What's behind the title you chose for your thread? That doesn't seem to be part of your first post.


----------



## NOT SURE (Dec 19, 2010)

madimoff said:


> What's behind the title you chose for your thread? That doesn't seem to be part of your first post.


I'm just not sure of what to do...that is what it means.


----------



## NOT SURE (Dec 19, 2010)

I'm new to this so please forgive my shortcomings...I have put up with his parents paying for everything and now that I'm back to life I'm tired of it. Why is ok for him not to be like every other American and get a job? He is fully capable of a job. HE had one the first 7 years we were married. Working at SWB a very good job....we had healthcare and now we have nothing. He wants to work for his friend and make his own hours. So in a sense he wants to work for himself....I feel he needs to look out for his family before a lousy job. I told him I would give it a year and bc of my shortcomings(I do not remember well) So everything will be written down. I'm told him I wanted him to pay our bills NOT his parents. He is supposed to work 40 hrs not what he has been 30..I'm just wanting to make sure what I'm doing is right. I feel super let down and confused....so any advice would be great..


----------



## MEM2020 (Aug 23, 2009)

do you have a job?




NOT SURE said:


> I'm new to this so please forgive my shortcomings...I have put up with his parents paying for everything and now that I'm back to life I'm tired of it. Why is ok for him not to be like every other American and get a job? He is fully capable of a job. HE had one the first 7 years we were married. Working at SWB a very good job....we had healthcare and now we have nothing. He wants to work for his friend and make his own hours. So in a sense he wants to work for himself....I feel he needs to look out for his family before a lousy job. I told him I would give it a year and bc of my shortcomings(I do not remember well) So everything will be written down. I'm told him I wanted him to pay our bills NOT his parents. He is supposed to work 40 hrs not what he has been 30..I'm just wanting to make sure what I'm doing is right. I feel super let down and confused....so any advice would be great..


----------



## NOT SURE (Dec 19, 2010)

No I have tried to find one, I have applied almost everywhere....


----------



## credamdóchasgra (Sep 24, 2010)

madimoff said:


> What's behind the title you chose for your thread? That doesn't seem to be part of your first post.
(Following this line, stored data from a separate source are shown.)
PR #520, opened 2020-06-15
DR-1060 store cleanup

mackenziekerwin:
This PR addresses some tech debt surrounding the Redux store. A 'snapshot' reducer previously acted as a form for storing fields necessary to create a snapshot, but those fields have been moved to the 'snapshots' state so they can be displayed in components such as the popup modal and the sidebar panels.


RoriCremer (approved):

src/reducers/query.js
```diff
@@ -75,6 +75,7 @@ export default {
       },
       [LOCATION_CHANGE]: (state, action) => {
         if (!action.payload.location.pathname.includes('/query')) {
+          // michael can you help us with this
```
fboulnois: Do you still need help on this? :)

fboulnois (commented):
Quick question, otherwise nice cleanup, lgtm:

src/reducers/query.js
mackenziekerwin: Yes, we needed @myessail's attention so we could ask about that! I'm going to merge for now and we can make it a part of the next PR.

PR #551, opened 2020-06-24
DR-1023 update snapshot creation modal

mackenziekerwin:
confirmation-dialog
This PR makes several updates to the dialog that opens when a snapshot is created.
Changes:
- Loading dialog opens on top of the Query Builder while a snapshot is being created
- If snapshot creation fails, dialog closes on the Query Builder, revealing the error box
- If snapshot is successfully created, page navigates to the snapshot list and dialog displays a snapshot summary
- Snapshot query statement is fixed to join correctly on the root table of the selected asset
- [DR-909](https://broadworkbench.atlassian.net/browse/DR-909) is fixed so sidebar doesn't hide error box

### DIFF
--- a/src/containers/App.jsx
+++ b/src/containers/App.jsx
@@ -30,7 +30,7 @@ import SignOutSVG from '../../assets/media/icons/logout-line.svg';
 
 const drawerWidth = 240;
 
-const useStyles = makeStyles(theme => ({
+const useStyles = makeStyles((theme) => ({
   root: {
     display: 'flex',
     fontFamily: theme.typography.fontFamily,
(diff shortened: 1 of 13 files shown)


RoriCremer (approved):

src/containers/App.jsx
```diff
@@ -135,7 +135,7 @@ const useStyles = makeStyles(theme => ({
     position: 'absolute',
     right: 0,
     width: theme.spacing(40),
-    zIndex: '100',
+    zIndex: 1201,
```
fboulnois, line 138: This seems like a pretty large z-index, any particular reason why? Also, should it numeric or a string?

fboulnois (approved):
Great job! One question:

src/containers/App.jsx
mackenziekerwin: It needs to be higher than the z-index for the sidebar panel, which is 1200 (default Material UI classes)! I think either a number or string works but I made it a number to be consistent with the other CSS rules.

PR #554, opened 2020-07-01
DR-1000 Autocomplete lag in filter panels

myessail:


src/modules/bigquery.js
```diff
@@ -159,6 +160,40 @@ export default class BigQuery {
...
+    dataset,
+    tableName,
+    token,
+    filterStatement,
+    joinStatement,
+  ) => {
+    const url = `https://bigquery.googleapis.com/bigquery/v2/projects/${dataset.dataProject}/queries`;
+    const filterOrEmpty = _.isEmpty(filterStatement)
+      ? `WHERE ${columnName} LIKE '%${currText}%'`
+      : `WHERE ${filterStatement} AND ${columnName} LIKE '%${currText}%'`;
```
fboulnois: Will this kick off for every character entered in the filter panel?

fboulnois (commented):
One question:

src/modules/bigquery.js
myessail: nope, i'm calling `getAutocompleteForColumnDebounced` in the component which will fire this off after the user stops typing for 500ms

fboulnois: Nice, that's awesome.

fboulnois (approved):
lgtm

src/modules/bigquery.js
```diff
@@ -159,6 +160,40 @@ export default class BigQuery {
...
+    const joinOrEmpty = _.isEmpty(joinStatement) ? '' : joinStatement;
```
mackenziekerwin: Is this just equal to `joinStatement`? I believe it is a string so in both cases `joinOrEmpty` and `joinStatement` are equal

src/modules/bigquery.js
mackenziekerwin: I think when `filterStatement` is not empty it already starts with "WHERE". Would this cause a parsing error for BigQuery?

mackenziekerwin (approved):
Nice job, I just have some quick comments:

src/modules/bigquery.js
myessail: not quite, if there is no `joinStatement` (it hasn't been created in the store), it'll get put in as `undefined`

mackenziekerwin: Ok, got it!!

PR #555, opened 2020-07-02
DR-929 properly align columns in dataset tables

mackenziekerwin:
Before:
Screen Shot 2020-07-02 at 12 59 14 PM
After:
Screen Shot 2020-07-02 at 12 59 41 PM

Fixes a bug that omits table cells when the value for that column is `null`. Also fixes null integer and float values that are instead being rendered as `0`.


fboulnois (approved):
lgtm

myessail (approved):

PR #559, opened 2020-07-08
DR-913 Back button is broken after navigating to dataset page

myessail:
So, we had some code that was overriding history.listen and adding some extra properties that we're not actually using. On chrome, this is causing 5 entries to be added to the history for every link you click -- so the back button wasn't broken, there were just extra pages. I think all of these entries had different key values, and somehow firefox was able to determine that they were all actually the same page which is why it isn't broken there.

We aren't actually using any of this extra stuff so I'm just going to get rid of it.

### DIFF
--- a/src/modules/hist.js
+++ b/src/modules/hist.js
@@ -1,24 +1,6 @@
-// @flow
 import { createBrowserHistory } from 'history';
 
-import qs from 'qs';
-
 const history = createBrowserHistory();
-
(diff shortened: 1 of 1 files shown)


snf2ye (approved):

mackenziekerwin (approved):

fboulnois (approved):
makes sense, lgtm

PR #560, opened 2020-07-08
DR-1072 format timestamps as a readable date format

mackenziekerwin:
Columns of datatype 'TIMESTAMP' were being formatted as floats instead of dates, so this PR adds formatting to have them read like a date.


myessail (approved):
Thank you MacKenzie, very cool!

fboulnois (approved):
Makes sense to me!

PR #564, opened 2020-07-24
DR-940 error/delay notifications

mackenziekerwin:
error-toast
This PR makes changes to how we display errors and indicate slow behavior in the UI. Currently, we keep a list of active notifications in the store and use actions to hide and show them in a familiar "toast" component. To make these errors more consistent with the different interfaces across Terra, this PR adopts the `react-notifications-component` package that is currently used in the Terra UI. This library allows our errors to behave in a less confusing way--dismissible _and_ able to disappear after a set number of seconds.
Additionally, this PR adds a message to the loading screen in a dataset when a BigQuery query has been polling for longer than 10 seconds.


src/components/table/JadeTable.jsx
```diff
@@ -119,7 +123,7 @@ export class JadeTable extends React.PureComponent {
   };
 
   render() {
-    const { classes, queryResults, columns, rows, polling } = this.props;
+    const { classes, queryResults, columns, rows, polling, delay } = this.props;
```
RoriCremer, line 126: Not specific to this pr, but could we consider a norm on the UI to order these alphabetically as we do with the static propTypes list? I think it would help with readability

mackenziekerwin: sure, we can start fixing those from now on

RoriCremer (approved):

fboulnois (commented):
We can probably `git ignore` the .DS_Store files. Otherwise I think it seems reasonable.

src/components/table/JadeTable.jsx
myessail: i'll see if i can add something in eslint for it!

src/sagas/repository.js
```diff
@@ -38,7 +41,7 @@ export function* authGet(url, params = {}) {
       headers: { 'Content-Type': 'application/json', Authorization: `Bearer ${token}` },
     });
   }
-  return false;
+  throw timeoutMsg;
```
myessail, line 44: 🎉

myessail (approved):

PR #553, opened 2017-06-07
Isaicp 3149

sandervd:


web/modules/custom/adms_validator/src/Form/AdmsValidatorForm.php
```diff
@@ -0,0 +1,224 @@
...
+      $form_state->setError($form['adms_file'], 'Please upload a valid RDF file.');
+      return;
+    }
+    if (!$this->storeInGraph($file)) {
+      $form_state->setError($form['adms_file'], 'The provided file is not a valid RDF file.');
+      return;
+    }
+    // Delete the uploaded file from disk.
+    $file->delete();
+    $form_state->addBuildInfo('validation_errors', $this->getValidationErrors());
```
brummbar: We can use the `FormState::set()` to keep data in the storage or even a property in the form class, like the entity form does.

web/modules/custom/adms_validator/src/Form/AdmsValidatorForm.php
```diff
@@ -0,0 +1,224 @@
...
+    $form['info'] = [
+      '#markup' => $this->t('This validator uses the <a href="https://github.com/SEMICeu/adms-ap_validator">SEMIC ADMS-AP ruleset</a>.'),
+    ];
+    $form['submit'] = [
+      '#type' => 'submit',
+      '#value' => $this->t('Upload'),
+      '#button_type' => 'primary',
+    ];
+    $info = $form_state->getBuildInfo();
+    if (!empty($info['validation_errors'])) {
```
brummbar: Let's add some messages to the user when there are no validation errors, as we discussed.

PR #554, opened 2017-06-07
ISAICP-3449: Style members collection page

tom-waat:
Merge ISAICP-3449 into develop

### DIFF
--- a/web/themes/joinup/joinup_theme.theme
+++ b/web/themes/joinup/joinup_theme.theme
@@ -535,6 +535,13 @@ function joinup_theme_preprocess_image(&$variables) {
 }
 
 /**
+ * Implements hook_preprocess_user().
+ */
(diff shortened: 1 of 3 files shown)


web/themes/joinup/joinup_theme.theme
```diff
@@ -193,6 +192,7 @@ function joinup_theme_preprocess_block(&$variables) {
       case 'view.collections.page_1':
       case 'view.solutions.page_1':
       case 'view.content_overview.page_1':
+      case 'entity.rdf_entity.member_overview':
```
kalinchernev: Small problem with height of image when the tile is used on the user profile:
members joinup

Without the height property:
members joinup 1

tom-waat: Ok, it is fixed for all tiles. Currently image is never cropped, only scaled.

I think what M meant was, what is it that your husband wants?
_Posted via Mobile Device_


----------



## NOT SURE (Dec 19, 2010)

credamdóchasgra said:


> I think what M meant was, what is it that your husband wants?
> _Posted via Mobile Device_


Ok Thank you!! He wants to work for himself and I'm giving it a chance, but i'm just not sure what to do or say. For example the working 40 hrs he says he can make it up by working on cars at the hse. I feel bad for his parents for paying all the bills. I didn't grow up with a lot of money so it is somewhat new to me. He is perfectly capable of making money. He has in the past and supported us just fine. I don't know what to say to the working on cars to make up for the ten hours. I'm lost!!


----------



## Mike188 (Dec 29, 2009)

What kind of work is he doing now?


----------



## AgentD (Dec 27, 2010)

You seem to be hung up on 40 hours. Not ALL jobs are 40 hours. Some are less some are more. If he were to even get a job right now period, might be a good move. Some people take whatever they can during hard times. However if his parents are there to bail him out with paying bills etc, then they are making it harder for him to get a job. He is letting them.


----------



## snake (Aug 4, 2011)

maybe give him the support to open a family business with you.maybe a coffee shop or corner store or even landscaping.he does have family to back up a loan then u 2 can work together.seems a win win u and he work and you'll have the $ in your account and parents won't mind if thier baby fails see so what type of business you going to open?


----------



## Lon (Jun 6, 2011)

If you can get by with one of you not having to be a slave to fulltime work, then why would you send him away all those hours? Instead of thinking he needs to work 40 like other americans, maybe just realize he needs to pull some weight, and for most I think not being a slave to their job would enable so many opportunities. Hopefully you can realize the golden opportunity you have - sure there may be some resentment and envy by others, but as long as your H can use his time to work towards goals you set together then don't get hung up about his career choices. He still needs to feel like a man though and that means providing in other ways.


----------



## omega (Aug 2, 2011)

Let me get this straight:

You do not have a job.

You criticize your husband for not having a job "like every other American."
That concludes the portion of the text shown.